政府が来年度からの先行導入を目指す「所得に連動したきめ細かな給付」に関する給付事務の制度設計案が判明した。給付事務は国と自治体が協力して担い、国は事務負担軽減のために、公金受取口座を登録した受給対象者からの申請がなくとも振り込めるようにする法整備を検討する。財政負担については地方財政に配慮した形で調整する。

 政府は10日に開く国と地方の協議で方針を示し、事務負担の増加を懸念する自治体の理解を得たい意向だ。

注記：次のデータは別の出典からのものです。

PR #279, opened 2018-11-15
fix: pane_content not being restored

BarbzYHOOL:
Taken from this Mellbourn@0a6f907 and this tmux-plugins#141

Closes tmux-plugins#141

### DIFF
--- a/scripts/restore.sh
+++ b/scripts/restore.sh
@@ -258,9 +258,6 @@ restore_all_panes() {
 			restore_pane "$line"
 		fi
 	done < $(last_resurrect_file)
-	if is_restoring_pane_contents; then
-		rm "$(pane_contents_dir "restore")"/*
-	fi
 }
 
 restore_pane_layout_for_each_window() {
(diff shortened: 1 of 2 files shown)


bruno-:
Thanks for the fix. I see it handles #141, but would you mind explaining why it works?

BarbzYHOOL:
I had only a quick look, I wanted to fix it myself but I saw that someone else did it so not much analyse has been put into this from my part lol.

Basically, I think that this part is enough

```
if is_restoring_pane_contents; then
		pane_content_files_restore_from_archive
fi
```

And the part I removed was just "overriding" the code above

```
if is_restoring_pane_contents; then
		rm "$(pane_contents_dir "restore")"/*
fi
```

I looked at the pane_contents/ dir and it's always empty so I supposed it was extracted from the .gz during restore, then removed at the end of the restore (so it always looks empty). Maybe this part of the code removed the content too early.


Sorry, can't say much because I have no time to analyze exactly why it works, it's mostly suppositions.

Note that the guy who found the "fix" first said it was safe to use

PR #281, opened 2018-12-10
Fix #94 start default-shell as login shell.

### LINKED ISSUE #94: Sourced bash_profile is lost upon restore
I may be doing something wrong here, and please share some wisdom if that is the case. I keep quite a number of handy alias's in my bash_profile, along with a few env variables. When I start up tmux and build my environment, I have no problems, but when I resurrect I lose my sourced bash_profile, as well as a few tmux.conf items such as colors etc. Thanks in advance for any help!

lwilke:
If pane content is restored and no default-command is set, restore.sh
falls back to default-shell, which tmux sets automatically and calls as
a login shell.

In pane_creation_command() we need to make sure to call default-shell as a login shell.
As tmux does. But take care not to call default-command as a login shell.

### DIFF
--- a/scripts/restore.sh
+++ b/scripts/restore.sh
@@ -100,7 +100,7 @@ tmux_socket() {
 # tmux server each time.
 cache_tmux_default_command() {
 	local default_shell="$(get_tmux_option "default-shell" "")"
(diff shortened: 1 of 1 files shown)


bruno-:
Thanks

 給付制度は5日に閣議決定された基本方針で、中低所得の現役勤労者の税・社会保険料負担を軽減する目的での実施が明記された。2027年度から消費税1%分にあたる6000億円規模で導入し、29年度に規模を拡大して本格導入する方針だ。

 政府の協議資料案によると、国は確定申告した場合の所得情報しか把握していないため、市町村が持つ住民税の所得情報などを活用し、対象者の抽出や給付額の算定を行う。

 申請などによる受給意思の確認で生じる負担の軽減も図る。政府は、マイナンバーにひもづく公金受取口座を登録している住民には申請手続きを経ずに給付できるようにする法整備を検討する。算定額を計算するソフト「給付額算定ツール」も無償提供する方向だ。問い合わせに応じるコールセンターも国が設置する。

 国と地方の財政負担については、地方の負担割合をできるだけ小さくする方向で調整する。10日の協議で城内成長戦略相が「地方の財政運営に支障が生じないよう適切に対応する」との考えを説明する見通しだ。